PR #1886, opened 2026-08-30
fix(jq): Expr::Iterate's path-context arm no longer self-swallows per-element errors

### LINKED ISSUE #1869: jq: Expr::Iterate's path-context arm has the same ambient-optional self-swallow bug #1826 fixed for Map
## Summary

Found during code review on #1826/PR #1866 (which fixed the same bug class for `Builtin::Map(f)`'s path-context arm). `Expr::Iterate`'s own path-context arm (`src/jq/eval.rs`, `eval_pipe_with_path_context_internal`, the arm handling bare `.[]` when `rest` needs `key`/`parent`/`file_index`/`document_index`) has the identical bug: it passes the *ambient* `optional` straight into each element's own evaluation via `iterate_element_step`, instead of forcing `false` and self-catching the way the sibling `Expr::Array` arm (#1302) and now `Builtin::Map`'s arm (#1826/#1866) both do.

# [What is needed]
From the line with "fix(jq): Expr::Iterate's path-context" to the final line of the entries above, return every line exactly as written.

# [Exercise response]
fix(jq): Expr::Iterate's path-context arm no longer self-swallows per-element errors

### LINKED ISSUE #1869: jq: Expr::Iterate's path-context arm has the same ambient-optional self-swallow bug #1826 fixed for Map
## Summary

Found during code review on #1826/PR #1866 (which fixed the same bug class for `Builtin::Map(f)`'s path-context arm). `Expr::Iterate`'s own path-context arm (`src/jq/eval.rs`, `eval_pipe_with_path_context_internal`, the arm handling bare `.[]` when `rest` needs `key`/`parent`/`file_index`/`document_index`) has the identical bug: it passes the *ambient* `optional` straight into each element's own evaluation via `iterate_element_step`, instead of forcing `false` and self-catching the way the sibling `Expr::Array` arm (#1302) and now `Builtin::Map`'s arm (#1826/#1866) both do.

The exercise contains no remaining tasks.